PR #641, opened 2021-08-21
[WIP] Coolant Based VVT Control

shiznit304:
VVT will only run when coolant is greater than set value. The VVT minimum coolant condition shares the same value with Accel enrichment cold taper max value. Didn't want to take up any more free memory. I made this PR to help @ThresherBuilt VVT Miata.

Later version could include tapering the PID values between two coolant temps.

### DIFF
--- a/reference/speeduino.ini
+++ b/reference/speeduino.ini
@@ -2860,6 +2860,7 @@ menuDialog = main
 
     dialog = vvtSettings, "VVT Control"
         field = "VVT Control Enabled",    vvtEnabled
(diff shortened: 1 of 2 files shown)


pazi88:
Not sure what has been done, but seems awful a lot changes, for such minor modification. Also the file comparison shows few places where vvt2 has been replaced with vvt1 and so on.

shiznit304:
@pazi88 The comparison check makes it look like i added more than I did. The majority of the changes is because of an if statement encapsulating the entire VVT code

········

Exercise prompt :: Type the records again in full, matching them exactly.

Problem solution ::
PR #641, opened 2021-08-21
[WIP] Coolant Based VVT Control

shiznit304:
VVT will only run when coolant is greater than set value. The VVT minimum coolant condition shares the same value with Accel enrichment cold taper max value. Didn't want to take up any more free memory. I made this PR to help @ThresherBuilt VVT Miata.

Later version could include tapering the PID values between two coolant temps.

### DIFF
--- a/reference/speeduino.ini
+++ b/reference/speeduino.ini
@@ -2860,6 +2860,7 @@ menuDialog = main
 
     dialog = vvtSettings, "VVT Control"
         field = "VVT Control Enabled",    vvtEnabled
(diff shortened: 1 of 2 files shown)


pazi88:
Not sure what has been done, but seems awful a lot changes, for such minor modification. Also the file comparison shows few places where vvt2 has been replaced with vvt1 and so on.

shiznit304:
@pazi88 The comparison check makes it look like i added more than I did. The majority of the changes is because of an if statement encapsulating the entire VVT code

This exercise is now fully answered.